EXERCISE AIM
The lines below should be written out again in full, exactly as they are.

(Stored items)
......

PR #9864, opened 2025-05-27
Braze: fix skeleton hanging [INTEG-2680]

joaquincasal:
## Purpose

- There was a bug in which the skeleton in the creation step wouldn't finish loading
- We've also removed any special characters from the entry title since they are not allowed in content blocks names

image


JuliRossi (approved):
Thanks for looking at this!

FBanfi (approved):

PR #9870, opened 2025-05-29
Braze: Config screen issues [INTEG-2685]

joaquincasal:
- If a content type already has the app in the sidebar and we configure the app again, the app gets removed: we weren't keeping the current state, now we do
- We should display the content types that already have the app in the sidebar: done
- Do not display the “brazeConfig” content type as an option: done

https://github.com/user-attachments/assets/5a7191e0-e32c-4d79-9c1a-39aa580bdba7


JuliRossi (commented):
Nice finds!

JuliRossi (approved):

......

RESULT OF THE EXERCISE
PR #9864, opened 2025-05-27
Braze: fix skeleton hanging [INTEG-2680]

joaquincasal:
## Purpose

- There was a bug in which the skeleton in the creation step wouldn't finish loading
- We've also removed any special characters from the entry title since they are not allowed in content blocks names

image


JuliRossi (approved):
Thanks for looking at this!

FBanfi (approved):

PR #9870, opened 2025-05-29
Braze: Config screen issues [INTEG-2685]

joaquincasal:
- If a content type already has the app in the sidebar and we configure the app again, the app gets removed: we weren't keeping the current state, now we do
- We should display the content types that already have the app in the sidebar: done
- Do not display the “brazeConfig” content type as an option: done

https://github.com/user-attachments/assets/5a7191e0-e32c-4d79-9c1a-39aa580bdba7


JuliRossi (commented):
Nice finds!

JuliRossi (approved):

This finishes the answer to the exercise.